Hon. Dale Kildee, Vice Chairman,
Committee on Education and Labor, U.S. House of Representatives 
        Washington, DC.
    Dear Rep. Kildee: On behalf of the 19,000 cities and towns 
represented by the National League of Cities (NLC), I write to express 
our strong opposition to H.R. 980, the Public Safety Employer-Employee 
Cooperation Act of 2007.
    It has long been the position of the NLC that the federal 
government should not undermine municipal autonomy with respect to 
making fundamental employment decisions by mandating specific working 
conditions, including collective bargaining.
    Currently, 33 states have granted their state and local government 
employees the right to enter into collective bargaining arrangements. 
Your legislation would mandate collective bargaining rights for all 
police, fire and emergency medical workers without regard to state laws 
or constitutions and establish a precedent for federal interference in 
all employee-employer relationships in municipal government.
    I urge you to modify this legislation, so that it respects the 
long-standing principal of non-interference in employer-employee 
relations that has existed among the federal, state and local 
governments.
    If you have any questions about NLC's position with respect to H.R. 
980, please contact us.
                                           Donald J. Borut,
                                                Executive Director.
                                 ______
                                 
                                 National League of Cities,
                                     Washington, DC, June 19, 2007.
Hon. George Miller, Chairman,
Hon. Howard McKeon, Ranking Minority Member,
Committee on Education and Labor, U.S. House of Representatives 
        Washington, DC.
    Dear Chairman Miller and Ranking Minority Member McKeon: On behalf 
of the 19,000 cities and towns represented by the National League of 
Cities (NLC), I write to express our strong opposition to H.R. 980, the 
Public Safety Employer-Employee Cooperation Act.

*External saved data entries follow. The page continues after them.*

PR #797, opened 2022-11-24
Handle DateTimeOffset in the same way as DateTime

reyang:
Many .NET users are adopting DateTimeOffset, there seem to be a common expectation that DateTimeOffset should be handled in the same way as DateTime.

Additional context:
* https://stackoverflow.com/questions/4331189/datetime-vs-datetimeoffset
* https://github.com/open-telemetry/opentelemetry-dotnet/blob/943c856c1c6295a536bc8a1c89896febc0be6107/src/OpenTelemetry.Exporter.OpenTelemetryProtocol/Implementation/TimestampHelpers.cs

### DIFF
--- a/src/OpenTelemetry.Exporter.Geneva/MsgPackExporter/MessagePackSerializer.cs
+++ b/src/OpenTelemetry.Exporter.Geneva/MsgPackExporter/MessagePackSerializer.cs
@@ -563,6 +563,8 @@ internal static class MessagePackSerializer
                 return SerializeArray(buffer, cursor, v);
             case DateTime v:
                 return SerializeUtcDateTime(buffer, cursor, v.ToUniversalTime());
+            case DateTimeOffset v:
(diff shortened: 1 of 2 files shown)


src/OpenTelemetry.Exporter.Geneva/MsgPackExporter/MessagePackSerializer.cs
```diff
@@ -563,6 +563,8 @@ public static int Serialize(byte[] buffer, int cursor, object obj)
                 return SerializeArray(buffer, cursor, v);
             case DateTime v:
                 return SerializeUtcDateTime(buffer, cursor, v.ToUniversalTime());
+            case DateTimeOffset v:
```
utpilla, line 566: Do we want to include `TimeSpan` as well?

reyang: I guess not now.

utpilla (approved):

Issue #763, opened 2022-11-08
Flaky Test `EventCountersMetricsTests.IncrementingEventCounter`


TimothyMothra:
This test failed on a netcoreapp3.1 run:

https://github.com/open-telemetry/opentelemetry-dotnet-contrib/actions/runs/3422750930/jobs/5700528653#step:6:263
```
[xUnit.net 00:00:05.06]         --- End of stack trace from previous location where exception was thrown ---
  Failed OpenTelemetry.Instrumentation.EventCounters.Tests.EventCountersMetricsTests.IncrementingEventCounter [1 s]
  Error Message:
   Assert.NotNull() Failure
  Stack Trace:
     at OpenTelemetry.Instrumentation.EventCounters.Tests.EventCountersMetricsTests.IncrementingEventCounter() in D:\a\opentelemetry-dotnet-contrib\opentelemetry-dotnet-contrib\test\OpenTelemetry.Instrumentation.EventCounters.Tests\EventCountersMetricsTests.cs:line 103
```

https://github.com/open-telemetry/opentelemetry-dotnet-contrib/blob/005fdb71b709d5eefbc8c5b7fa5a2c3f14fddecf/test/OpenTelemetry.Instrumentation.EventCounters.Tests/EventCountersMetricsTests.cs#L93-L103

My best guess is that the metric hasn't been exported yet, causing the `Assert.NotNull` to fail.
This could be mitigated using a SpinWait instead of the Task.Delay.
For example: https://github.com/open-telemetry/opentelemetry-dotnet/blob/d9e08386bb8038ae65a12719d5dcb83fe3f31898/test/OpenTelemetry.Instrumentation.AspNetCore.Tests/BasicTests.cs#L881-L893

PR #798, opened 2022-11-24
[EventCounters] Fix flaky tests

mic-max:
Fixes https://github.com/open-telemetry/opentelemetry-dotnet-contrib/issues/763

## Changes

Use `SpinWait` instead of `Task.Delay` for a metric item to be exported.


test/OpenTelemetry.Instrumentation.EventCounters.Tests/EventCountersMetricsTests.cs
```diff
@@ -17,43 +17,34 @@
...
-
-    [Fact(Skip = "Other tests metrics are being exported here")]
-    public async Task NoMetricsByDefault()
+    [Fact]
+    public void NoMetricsByDefault()
     {
-        // Arrange
         List<Metric> metricItems = new();
 
         var meterProvider = Sdk.CreateMeterProviderBuilder()
```
TimothyMothra, line 33: I think all the MeterProviders in this test class are missing the `using`.

PR #862, opened 2022-12-30
[EventCounters] SpinWait for tests

mic-max:
Fixes https://github.com/open-telemetry/opentelemetry-dotnet-contrib/issues/763 and https://github.com/open-telemetry/opentelemetry-dotnet-contrib/issues/910

## Changes

Use `SpinWait` instead of `Task.Delay` for a metric item to be exported.
The key was to spin until the metric item with the expected name was in the collection since the collection is being populated by all other instruments so simply checking for a count being greater than 1 would not work. Especially in the `Theory` test case.


test/OpenTelemetry.Instrumentation.EventCounters.Tests/EventCountersMetricsTests.cs
```diff
@@ -267,15 +235,20 @@ private static double GetActualValue(Metric metric)
...
+        Metric metric = null;
+
+        SpinWait.SpinUntil(
             () =>
             {
                 Thread.Sleep(100);
                 meterProvider.ForceFlush();
-                return exportedItems.Count == 1;
+                metric = exportedItems.Where(x => x.Name == expectedInstrumentName).FirstOrDefault();
+                return metric != null;
```
TimothyMothra, line 248: nit: This can be simplified as `return exportedItems.Any(x => x.Name == expectedInstrumentName)`

test/OpenTelemetry.Instrumentation.EventCounters.Tests/EventCountersMetricsTests.cs
```diff
@@ -43,10 +45,9 @@ public void EventCounter()
 
         // Act
         counter.WriteMetric(1997.0202);
-        AwaitExport(meterProvider, metricItems);
+        var metric = AwaitExport(meterProvider, metricItems, "ec.a.c");
```
TimothyMothra, line 48: nit: used a named parameter for the string const.
That will make this easier to read/understand.

test/OpenTelemetry.Instrumentation.EventCounters.Tests/EventCountersMetricsTests.cs
```diff
@@ -243,7 +209,9 @@ public void InstrumentNameTooLong()
 
         // Act
         connections.Increment(1);
-        AwaitExport(meterProvider, metricItems);
+
+        Task.Delay(1800).Wait();
```
TimothyMothra, line 213: Why does this test have a Task.Delay, but the others have the SpinWait?


Also, not your code, but I don't understand what this test is doing.
name is "InstrumentNameTooLong", and it creates an eventName with 100 "e" characters.
But the asserts don't inspect that name nor that name's length.

I think this test needs to be rewritten.
If the Task.Delay fails and no metrics are exported, this test will pass because the foreach on an empty collection.

vishweshbankwar: @mic-max - Could you open an issue for this? And disable this test for now.

mic-max: These tests are checking that nothing gets exported for the event counters created in it. But I do agree it is a little weird especially now that others will use `SpinWait`.

It's checking the last part "it will be validated and ignored later in the pipeline" of `GetInstrumentName`

```csharp
    /// <summary>
    /// If the resulting instrument name is too long, it trims the event source name
    /// to fit in as many characters as possible keeping the event name intact.
    /// E.g. instrument for `Microsoft-AspNetCore-Server-Kestrel`, `tls-handshakes-per-second`
    /// would be too long (64 chars), so it's shortened to `ec.Microsoft-AspNetCore-Server-Kestre.tls-handshakes-per-second`.
    ///
    /// If there is no room for event source name, returns `ec.{event name}` and
    /// if it's still too long, it will be validated and ignored later in the pipeline.
    /// </summary>
    private static string GetInstrumentName(string sourceName, string eventName)
```

mic-max: Skipping unit test for now: https://github.com/open-telemetry/opentelemetry-dotnet-contrib/issues/936

vishweshbankwar (approved):

test/OpenTelemetry.Instrumentation.EventCounters.Tests/EventCountersMetricsTests.cs
```diff
@@ -64,11 +45,9 @@ public void EventCounter()
 
         // Act
         counter.WriteMetric(1997.0202);
-        Task.Delay(Delay).Wait();
-        meterProvider.ForceFlush();
+        var metric = AwaitExport(meterProvider, metricItems, expectedInstrumentName: "ec.a.c");
```
cijothomas, line 48: why no flush first before await?

cijothomas (approved):
approving to make progress. some follow ups expected to fully stabilize this.
Thanks for the efforts so far!

PR #864, opened 2023-01-03
Remove Nullable from NoWarn

Kielek:
Revert NoWarn introduced in #114 

## Changes

Remove `<NoWarn>$(NoWarn);nullable</NoWarn>` from old frameworks.
I do not see this kind of record in the main repository

Fix issues detected by the compiler.


src/OpenTelemetry.Exporter.Stackdriver/Implementation/ActivityExtensions.cs
```diff
@@ -14,6 +14,8 @@
 // limitations under the License.
 // </copyright>
 
+#nullable enable
```
Kielek, line 17: This switch can be removed later.
IMO it is better to have some annotation instead of removing it now and reintroducing in next PRs.

mic-max (approved):

src/OpenTelemetry.Extensions/Trace/AutoFlushActivityProcessor.cs
```diff
@@ -87,7 +87,7 @@ public override void OnEnd(Activity data)
         var shouldFlush = this.RunPredicate(data);
         if (shouldFlush)
         {
-            this.tracerProvider.ForceFlush(this.timeoutMilliseconds);
+            this.tracerProvider?.ForceFlush(this.timeoutMilliseconds);
```
utpilla, line 90: The checks above should ensure that `tracerProvider` should not be null at this line.

Kielek: Code analyzer is not smart enough to detect this so I have decided to check it once more time in case of future code changes. Changed `?` to `!`.

Fixed in a445ce05cbd21efad58aed8498a9173d355acc92

Issue #478, opened 2022-06-30
WCF: Activity not stopped on EndpointNotFoundException (client-side)


vyrp:
# Issue with OpenTelemetry.Instrumentation.Wcf

**Environment (csproj):**

```csproj
<Project Sdk="Microsoft.NET.Sdk">
  <PropertyGroup>
    <OutputType>Exe</OutputType>
    <TargetFramework>net472</TargetFramework>
  </PropertyGroup>
  <ItemGroup>
    <Reference Include="System.ServiceModel" />
  </ItemGroup>
  <ItemGroup>
    <PackageReference Include="OpenTelemetry.Instrumentation.Wcf" Version="1.0.0-rc.6" />
  </ItemGroup>
</Project>
```

**Code:**

```cs
using System;
using System.Diagnostics;
using System.ServiceModel;

using OpenTelemetry;
using OpenTelemetry.Trace;
using OpenTelemetry.Instrumentation.Wcf;

[ServiceContract]
public interface ITestService
{
    [OperationContract]
    void Ping();
}

public static class Program
{
    public static void Main()
    {
        ActivitySource.AddActivityListener(new ActivityListener
        {
            ShouldListenTo = _ => true,
            Sample = (ref ActivityCreationOptions<ActivityContext> options) => ActivitySamplingResult.AllDataAndRecorded,
            ActivityStarted = _ => Console.WriteLine("Start"),
            ActivityStopped = _ => Console.WriteLine("Stop"),
        });

        using (Sdk.CreateTracerProviderBuilder().AddWcfInstrumentation().Build())
        {
            try
            {
                var factory = new ChannelFactory<ITestService>(
                    new BasicHttpBinding(),
                    new EndpointAddress("http://localhost/testservice"));
                factory.Endpoint.EndpointBehaviors.Add(new TelemetryEndpointBehavior());
                var channel = factory.CreateChannel();
                channel.Ping();
            }
            catch (Exception ex)
            {
                Console.WriteLine(ex.GetType().Name);
            }

            Console.WriteLine($"Activity.Current is null? {Activity.Current is null}");
        }
    }
}
```

**Is this a feature request or a bug?**

* [ ] Feature Request
* [x] Bug

**What is the expected behavior?**

When running the code above without any service listening on "http://localhost/testservice", I expected the output to be:
```
Start
Stop
EndpointNotFoundException
Activity.Current is null? True
```

**What is the actual behavior?**

Actual output:
```
Start
[...]

PR #870, opened 2023-01-05
Add known issues to wcf documentation

dszmigielski:
Documentation for #478

## Changes

Add known issues section in WCF documentation.

### DIFF
--- a/src/OpenTelemetry.Instrumentation.Wcf/README.md
+++ b/src/OpenTelemetry.Instrumentation.Wcf/README.md
@@ -228,7 +228,7 @@ an application code by catching the exception and stopping the `Activity` manual
     catch (Exception)
     {
         var activity = Activity.Current;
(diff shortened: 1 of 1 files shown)


src/OpenTelemetry.Instrumentation.Wcf/README.md
```diff
@@ -212,6 +212,25 @@ contracts you want to instrument:
...
+
+```csharp
+    StatusResponse? response = null;
+    try
+    {
+        response = await client.PingAsync(statusRequest).ConfigureAwait(false);
+    }
+    catch (Exception)
+    {
+        Activity.Current?.Stop();
```
Kielek, line 230: Please consider something like: `Activity.Current != null and SourceName == "wcf"`. Just to be sure that we do not close other activity by accident.

Kielek (approved):

PR #874, opened 2023-01-08
[Exporter.Geneva] Add TLDLogExporter

utpilla:
## Changes
- Add TLDLogExporter 
- GenevaLogExporter to use TLDExporter when the user provides "UseTLD=true" in the connectionString

### TODOs:
- Use a single `ThreadLocal` instead of multiple
- Avoid potential unbounded memory usage for `List<KeyValuePair<string, object>> keyValuePairs`
- Add the support for prefix-based table name mapping added in #796

### Setup and usage:

```csharp
using var loggerFactory = LoggerFactory.Create(builder => builder
        .AddOpenTelemetry(loggerOptions =>
        {
            loggerOptions.IncludeScopes = true;
            loggerOptions.AddGenevaLogExporter(exporterOptions =>
            {
                exporterOptions.ConnectionString = "EtwSession=OpenTelemetry;UseTLD=true";
                exporterOptions.PrepopulatedFields = new Dictionary<string, object>
                {
                    ["cloud.role"] = "BusyWorker",
                    ["cloud.roleInstance"] = "CY1SCH030021417",
                    ["cloud.roleVer"] = "9.0.15289.2",
                };
            });
        }));

        var logger = loggerFactory.CreateLogger<Program>();

        logger.LogInformation("Hello from {food} {price}.", "artichoke", 3.99);
```

You could us any ETW collection tools such as WPA, PerfView etc. to view the data:

Example with PerfView:
For the connectionString = `"EtwSession=OpenTelemetry;UseTLD=true"`, you can run the following command in Command Prompt: 
```cmd
PerfView.exe collect -MaxCollectSec:3600 -NoGui /onlyProviders=*OpenTelemetry
```


reyang (approved):

test/OpenTelemetry.Exporter.Geneva.Tests/GenevaLogExporterTests.cs
```diff
@@ -27,6 +27,7 @@
 using System.Threading.Tasks;
 using Microsoft.Extensions.Logging;
 using OpenTelemetry.Logs;
+using OpenTelemetry.Trace;
```
reyang, line 30: Why is this (trace) needed?

utpilla: It's not needed. I have removed it.

PR #876, opened 2023-01-09
[Exporter.Geneva] Use default instead of string.Empty as format for TryFormat method

utpilla:
## Changes
- Use `default` instead of `string.Empty` as format for `TryFormat` method


mic-max (approved):
just curious, default(String) is null right, so putting null there would act the same?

    It has long been the position of the NLC that the federal 
government should not undermine municipal autonomy with respect to 
making fundamental employment decisions by mandating specific working 
conditions, including collective bargaining. In light of the labor 
protections provided by state laws, labor agreements, city government 
civil service systems and municipal personnel procedures, NLC opposes 
federal legislation which singles out a class of municipal employees 
for additional protections like those proposed in H.R. 980.
    Currently, more than 35 states have granted their state and local 
government employees the right to enter into collective bargaining 
arrangements. These states have done so within the framework of their 
constitutions and state laws. Your legislation would mandate collective 
bargaining rights for all police, fire and emergency medical workers 
without regard to state laws or constitutions and establish a precedent 
for federal interference in all employee-employer relationships in 
municipal government.
    I urge you to modify this legislation, so that it respects the 
long-standing principal of non-interference in employer-employee 
relations that has existed among the federal, state and local 
governments.
    If you have any questions about NLC's position with respect to H.R. 
980, please contact us.
                                           Donald J. Borut,
                                                Executive Director.
                                 ______
                                 
    [Whereupon, at 4:34 p.m., the subcommittee was adjourned.]